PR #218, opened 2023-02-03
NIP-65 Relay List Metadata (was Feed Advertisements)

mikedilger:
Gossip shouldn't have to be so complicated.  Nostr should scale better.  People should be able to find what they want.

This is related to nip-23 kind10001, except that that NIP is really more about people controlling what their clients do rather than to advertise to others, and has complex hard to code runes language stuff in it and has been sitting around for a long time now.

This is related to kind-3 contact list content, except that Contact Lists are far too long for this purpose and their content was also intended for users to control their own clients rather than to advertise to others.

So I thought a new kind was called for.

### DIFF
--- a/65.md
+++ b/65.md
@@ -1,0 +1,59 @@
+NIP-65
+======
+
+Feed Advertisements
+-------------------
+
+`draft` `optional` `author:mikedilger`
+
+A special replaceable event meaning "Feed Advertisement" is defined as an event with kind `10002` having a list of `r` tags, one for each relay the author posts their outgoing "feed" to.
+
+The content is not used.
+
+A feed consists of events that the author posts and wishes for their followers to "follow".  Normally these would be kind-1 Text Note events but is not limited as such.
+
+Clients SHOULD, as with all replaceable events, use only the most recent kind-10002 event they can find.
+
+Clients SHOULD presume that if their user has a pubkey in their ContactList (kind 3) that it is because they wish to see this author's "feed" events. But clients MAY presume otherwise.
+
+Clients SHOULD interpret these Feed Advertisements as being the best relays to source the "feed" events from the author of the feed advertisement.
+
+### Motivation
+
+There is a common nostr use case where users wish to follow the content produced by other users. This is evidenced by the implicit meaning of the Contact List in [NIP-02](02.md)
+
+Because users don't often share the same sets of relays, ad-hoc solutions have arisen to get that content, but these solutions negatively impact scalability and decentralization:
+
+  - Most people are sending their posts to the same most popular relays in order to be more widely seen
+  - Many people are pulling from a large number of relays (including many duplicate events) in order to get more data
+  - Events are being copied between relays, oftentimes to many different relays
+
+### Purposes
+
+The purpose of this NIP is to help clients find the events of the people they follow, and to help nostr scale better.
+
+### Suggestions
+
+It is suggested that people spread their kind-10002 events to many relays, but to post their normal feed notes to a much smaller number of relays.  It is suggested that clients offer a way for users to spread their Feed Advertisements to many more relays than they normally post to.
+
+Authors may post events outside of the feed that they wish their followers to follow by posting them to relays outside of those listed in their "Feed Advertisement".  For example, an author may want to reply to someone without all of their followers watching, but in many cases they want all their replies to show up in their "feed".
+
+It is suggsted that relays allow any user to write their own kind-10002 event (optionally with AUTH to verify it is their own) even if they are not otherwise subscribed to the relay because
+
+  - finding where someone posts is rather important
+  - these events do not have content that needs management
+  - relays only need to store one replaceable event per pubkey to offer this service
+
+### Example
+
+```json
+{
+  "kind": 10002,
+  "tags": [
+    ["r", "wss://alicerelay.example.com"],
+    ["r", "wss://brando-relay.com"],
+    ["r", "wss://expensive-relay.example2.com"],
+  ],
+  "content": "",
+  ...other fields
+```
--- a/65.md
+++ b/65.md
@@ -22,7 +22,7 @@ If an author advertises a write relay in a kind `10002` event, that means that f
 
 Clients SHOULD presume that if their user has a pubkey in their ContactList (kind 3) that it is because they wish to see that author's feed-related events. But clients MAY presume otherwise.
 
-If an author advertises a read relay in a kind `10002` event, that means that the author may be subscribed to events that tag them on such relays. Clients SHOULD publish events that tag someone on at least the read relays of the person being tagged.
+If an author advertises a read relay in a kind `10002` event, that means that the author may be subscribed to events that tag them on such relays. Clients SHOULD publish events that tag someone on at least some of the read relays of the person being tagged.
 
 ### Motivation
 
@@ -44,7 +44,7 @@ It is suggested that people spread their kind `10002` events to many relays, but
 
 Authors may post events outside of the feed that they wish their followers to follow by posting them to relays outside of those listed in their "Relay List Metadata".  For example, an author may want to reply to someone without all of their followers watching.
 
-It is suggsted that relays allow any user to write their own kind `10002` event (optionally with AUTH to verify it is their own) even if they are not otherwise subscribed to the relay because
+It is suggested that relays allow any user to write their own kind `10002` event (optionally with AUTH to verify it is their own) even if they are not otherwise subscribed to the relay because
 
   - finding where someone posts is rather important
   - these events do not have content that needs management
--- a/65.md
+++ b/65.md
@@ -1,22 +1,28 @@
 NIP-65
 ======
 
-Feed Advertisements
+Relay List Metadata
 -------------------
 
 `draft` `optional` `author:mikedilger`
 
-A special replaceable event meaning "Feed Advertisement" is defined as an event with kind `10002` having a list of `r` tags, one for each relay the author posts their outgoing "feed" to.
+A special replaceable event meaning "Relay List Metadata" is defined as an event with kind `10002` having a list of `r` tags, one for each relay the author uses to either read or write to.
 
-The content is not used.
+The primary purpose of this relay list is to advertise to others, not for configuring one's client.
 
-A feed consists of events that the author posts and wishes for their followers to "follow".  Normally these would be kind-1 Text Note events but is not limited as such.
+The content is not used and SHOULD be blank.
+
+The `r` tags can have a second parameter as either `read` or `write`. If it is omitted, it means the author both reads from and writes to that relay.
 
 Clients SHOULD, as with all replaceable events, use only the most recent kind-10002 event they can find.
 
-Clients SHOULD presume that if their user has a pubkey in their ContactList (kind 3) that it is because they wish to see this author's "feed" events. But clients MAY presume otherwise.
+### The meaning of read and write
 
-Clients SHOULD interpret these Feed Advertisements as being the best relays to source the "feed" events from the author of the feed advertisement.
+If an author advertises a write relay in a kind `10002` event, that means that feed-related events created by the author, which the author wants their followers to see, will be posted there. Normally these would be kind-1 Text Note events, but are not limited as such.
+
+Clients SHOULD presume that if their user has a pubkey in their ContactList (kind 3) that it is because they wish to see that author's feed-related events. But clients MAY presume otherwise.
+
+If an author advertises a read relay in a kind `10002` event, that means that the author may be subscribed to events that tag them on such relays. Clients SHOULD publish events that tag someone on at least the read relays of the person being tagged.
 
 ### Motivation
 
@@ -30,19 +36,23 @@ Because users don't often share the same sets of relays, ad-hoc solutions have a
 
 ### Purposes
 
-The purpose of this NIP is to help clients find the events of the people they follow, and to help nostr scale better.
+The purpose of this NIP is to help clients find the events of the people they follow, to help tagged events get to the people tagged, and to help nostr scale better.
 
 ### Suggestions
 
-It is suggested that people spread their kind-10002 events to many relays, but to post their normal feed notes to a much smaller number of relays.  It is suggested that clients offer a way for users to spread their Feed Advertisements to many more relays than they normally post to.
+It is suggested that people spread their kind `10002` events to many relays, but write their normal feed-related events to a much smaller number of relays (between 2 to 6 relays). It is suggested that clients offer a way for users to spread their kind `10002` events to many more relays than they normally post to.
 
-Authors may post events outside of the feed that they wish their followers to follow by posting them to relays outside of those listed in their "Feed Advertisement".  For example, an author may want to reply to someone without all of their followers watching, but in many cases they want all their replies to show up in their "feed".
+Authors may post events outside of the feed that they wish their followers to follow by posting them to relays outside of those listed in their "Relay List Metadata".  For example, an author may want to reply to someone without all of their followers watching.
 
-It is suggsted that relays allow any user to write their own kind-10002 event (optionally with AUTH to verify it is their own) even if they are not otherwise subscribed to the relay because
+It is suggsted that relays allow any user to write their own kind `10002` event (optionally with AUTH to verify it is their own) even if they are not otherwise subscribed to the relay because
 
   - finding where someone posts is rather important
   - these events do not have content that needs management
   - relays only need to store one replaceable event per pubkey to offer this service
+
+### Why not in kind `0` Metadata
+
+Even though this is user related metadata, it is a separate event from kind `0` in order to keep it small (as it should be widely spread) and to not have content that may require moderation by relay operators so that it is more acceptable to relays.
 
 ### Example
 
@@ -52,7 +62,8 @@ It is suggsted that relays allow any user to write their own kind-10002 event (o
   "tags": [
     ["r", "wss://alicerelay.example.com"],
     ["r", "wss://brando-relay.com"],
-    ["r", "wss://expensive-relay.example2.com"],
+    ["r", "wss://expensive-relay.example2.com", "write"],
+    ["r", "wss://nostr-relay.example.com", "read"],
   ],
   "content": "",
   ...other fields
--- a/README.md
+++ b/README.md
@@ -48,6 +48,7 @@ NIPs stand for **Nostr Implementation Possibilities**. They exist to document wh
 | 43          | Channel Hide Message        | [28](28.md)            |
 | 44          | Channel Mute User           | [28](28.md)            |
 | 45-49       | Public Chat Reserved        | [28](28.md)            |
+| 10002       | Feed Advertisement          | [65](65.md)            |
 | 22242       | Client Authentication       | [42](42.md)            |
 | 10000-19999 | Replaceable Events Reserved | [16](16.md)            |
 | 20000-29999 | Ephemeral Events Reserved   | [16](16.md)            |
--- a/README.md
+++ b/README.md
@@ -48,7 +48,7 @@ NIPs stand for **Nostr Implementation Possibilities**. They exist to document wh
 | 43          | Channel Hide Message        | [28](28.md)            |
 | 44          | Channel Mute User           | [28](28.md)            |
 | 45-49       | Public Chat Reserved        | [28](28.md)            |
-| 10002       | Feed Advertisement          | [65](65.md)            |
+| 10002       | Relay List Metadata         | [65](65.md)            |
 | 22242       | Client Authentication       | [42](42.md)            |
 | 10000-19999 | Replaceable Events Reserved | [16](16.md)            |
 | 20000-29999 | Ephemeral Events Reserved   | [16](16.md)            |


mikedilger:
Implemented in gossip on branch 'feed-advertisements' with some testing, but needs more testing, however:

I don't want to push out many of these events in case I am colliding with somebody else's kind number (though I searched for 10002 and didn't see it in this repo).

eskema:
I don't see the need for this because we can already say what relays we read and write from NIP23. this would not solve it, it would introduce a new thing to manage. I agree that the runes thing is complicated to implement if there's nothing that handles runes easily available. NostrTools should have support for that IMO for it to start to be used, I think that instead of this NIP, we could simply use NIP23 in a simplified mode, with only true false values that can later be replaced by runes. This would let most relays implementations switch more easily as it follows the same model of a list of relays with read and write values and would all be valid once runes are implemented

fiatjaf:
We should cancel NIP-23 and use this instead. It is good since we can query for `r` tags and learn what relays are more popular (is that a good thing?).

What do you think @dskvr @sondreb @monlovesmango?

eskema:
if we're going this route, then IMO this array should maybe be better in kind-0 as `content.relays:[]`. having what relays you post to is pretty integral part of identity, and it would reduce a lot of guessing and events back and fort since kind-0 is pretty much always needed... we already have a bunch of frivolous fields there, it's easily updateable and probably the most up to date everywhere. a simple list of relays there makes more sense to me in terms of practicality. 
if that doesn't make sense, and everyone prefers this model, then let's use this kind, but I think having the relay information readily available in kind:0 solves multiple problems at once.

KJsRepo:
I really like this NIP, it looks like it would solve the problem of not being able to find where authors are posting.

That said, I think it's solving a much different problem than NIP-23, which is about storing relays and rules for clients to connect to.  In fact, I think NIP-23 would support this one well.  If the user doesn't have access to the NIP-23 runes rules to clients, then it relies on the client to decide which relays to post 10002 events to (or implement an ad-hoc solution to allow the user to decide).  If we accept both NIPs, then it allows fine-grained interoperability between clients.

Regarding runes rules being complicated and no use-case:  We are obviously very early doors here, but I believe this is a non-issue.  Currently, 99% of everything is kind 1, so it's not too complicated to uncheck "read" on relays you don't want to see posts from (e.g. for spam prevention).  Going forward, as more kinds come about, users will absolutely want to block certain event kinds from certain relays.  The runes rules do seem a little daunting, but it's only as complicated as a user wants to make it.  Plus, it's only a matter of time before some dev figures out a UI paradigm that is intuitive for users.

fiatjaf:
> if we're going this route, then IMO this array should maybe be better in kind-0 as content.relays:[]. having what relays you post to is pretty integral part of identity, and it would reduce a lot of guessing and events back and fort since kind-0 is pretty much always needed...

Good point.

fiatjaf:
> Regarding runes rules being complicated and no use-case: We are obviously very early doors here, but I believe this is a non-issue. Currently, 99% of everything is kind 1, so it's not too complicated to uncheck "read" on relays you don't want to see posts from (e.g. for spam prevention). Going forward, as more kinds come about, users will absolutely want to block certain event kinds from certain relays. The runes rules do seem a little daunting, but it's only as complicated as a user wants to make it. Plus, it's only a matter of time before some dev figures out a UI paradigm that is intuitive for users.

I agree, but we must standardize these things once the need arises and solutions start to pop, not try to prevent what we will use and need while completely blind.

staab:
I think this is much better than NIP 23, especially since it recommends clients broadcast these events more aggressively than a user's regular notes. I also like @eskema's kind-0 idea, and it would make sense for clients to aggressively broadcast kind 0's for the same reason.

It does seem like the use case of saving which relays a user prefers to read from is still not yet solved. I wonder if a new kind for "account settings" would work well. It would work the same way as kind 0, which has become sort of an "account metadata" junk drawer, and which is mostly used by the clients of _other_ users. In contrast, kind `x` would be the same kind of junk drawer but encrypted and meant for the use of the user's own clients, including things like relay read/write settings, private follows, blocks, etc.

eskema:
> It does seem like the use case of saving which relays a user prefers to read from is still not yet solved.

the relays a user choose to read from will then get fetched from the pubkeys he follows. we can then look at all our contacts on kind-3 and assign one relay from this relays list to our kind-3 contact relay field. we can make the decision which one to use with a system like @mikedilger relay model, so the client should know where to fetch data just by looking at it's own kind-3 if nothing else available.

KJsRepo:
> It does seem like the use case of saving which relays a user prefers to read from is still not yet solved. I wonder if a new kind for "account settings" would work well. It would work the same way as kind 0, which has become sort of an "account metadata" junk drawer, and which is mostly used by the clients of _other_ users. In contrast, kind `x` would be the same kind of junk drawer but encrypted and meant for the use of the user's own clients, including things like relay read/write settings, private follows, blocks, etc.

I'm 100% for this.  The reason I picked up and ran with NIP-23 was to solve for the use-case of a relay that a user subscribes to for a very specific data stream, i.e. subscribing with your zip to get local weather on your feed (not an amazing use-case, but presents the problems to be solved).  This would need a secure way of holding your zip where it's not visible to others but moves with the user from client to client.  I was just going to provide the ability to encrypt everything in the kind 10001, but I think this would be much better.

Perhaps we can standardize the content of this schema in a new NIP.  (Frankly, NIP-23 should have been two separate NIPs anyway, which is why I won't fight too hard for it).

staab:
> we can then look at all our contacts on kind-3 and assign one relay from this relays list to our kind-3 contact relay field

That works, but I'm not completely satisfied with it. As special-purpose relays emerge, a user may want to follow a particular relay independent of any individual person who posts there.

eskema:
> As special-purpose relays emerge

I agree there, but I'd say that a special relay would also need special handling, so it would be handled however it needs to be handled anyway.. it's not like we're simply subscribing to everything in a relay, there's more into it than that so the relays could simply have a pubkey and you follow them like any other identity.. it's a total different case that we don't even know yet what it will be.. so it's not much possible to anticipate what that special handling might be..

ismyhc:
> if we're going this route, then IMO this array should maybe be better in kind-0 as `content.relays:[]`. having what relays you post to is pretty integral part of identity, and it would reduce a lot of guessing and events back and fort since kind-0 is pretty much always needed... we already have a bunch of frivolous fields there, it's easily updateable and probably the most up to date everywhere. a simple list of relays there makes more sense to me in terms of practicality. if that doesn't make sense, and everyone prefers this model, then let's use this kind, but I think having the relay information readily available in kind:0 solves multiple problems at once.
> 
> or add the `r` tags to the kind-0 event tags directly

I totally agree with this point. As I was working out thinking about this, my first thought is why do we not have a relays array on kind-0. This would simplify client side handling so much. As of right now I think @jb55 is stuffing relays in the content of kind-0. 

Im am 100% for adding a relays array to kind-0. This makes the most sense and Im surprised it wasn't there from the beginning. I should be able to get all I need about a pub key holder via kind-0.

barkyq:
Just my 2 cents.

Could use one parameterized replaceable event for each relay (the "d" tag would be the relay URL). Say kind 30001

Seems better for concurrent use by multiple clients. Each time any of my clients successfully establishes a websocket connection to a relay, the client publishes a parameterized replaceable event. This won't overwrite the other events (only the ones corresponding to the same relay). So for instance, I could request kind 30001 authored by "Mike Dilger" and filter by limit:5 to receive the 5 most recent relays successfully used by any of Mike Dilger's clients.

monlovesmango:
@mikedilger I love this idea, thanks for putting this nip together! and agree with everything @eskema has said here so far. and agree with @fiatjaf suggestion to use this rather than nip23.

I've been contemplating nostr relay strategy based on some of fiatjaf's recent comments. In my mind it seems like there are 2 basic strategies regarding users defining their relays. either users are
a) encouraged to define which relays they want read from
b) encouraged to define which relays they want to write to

EXERCISE DIRECTIONS:
Filter the material above down to the lines that hold the word "different".

SOLUTION FOR THIS EXERCISE:
+  - Events are being copied between relays, oftentimes to many different relays
That said, I think it's solving a much different problem than NIP-23, which is about storing relays and rules for clients to connect to.  In fact, I think NIP-23 would support this one well.  If the user doesn't have access to the NIP-23 runes rules to clients, then it relies on the client to decide which relays to post 10002 events to (or implement an ad-hoc solution to allow the user to decide).  If we accept both NIPs, then it allows fine-grained interoperability between clients.
I agree there, but I'd say that a special relay would also need special handling, so it would be handled however it needs to be handled anyway.. it's not like we're simply subscribing to everything in a relay, there's more into it than that so the relays could simply have a pubkey and you follow them like any other identity.. it's a total different case that we don't even know yet what it will be.. so it's not much possible to anticipate what that special handling might be..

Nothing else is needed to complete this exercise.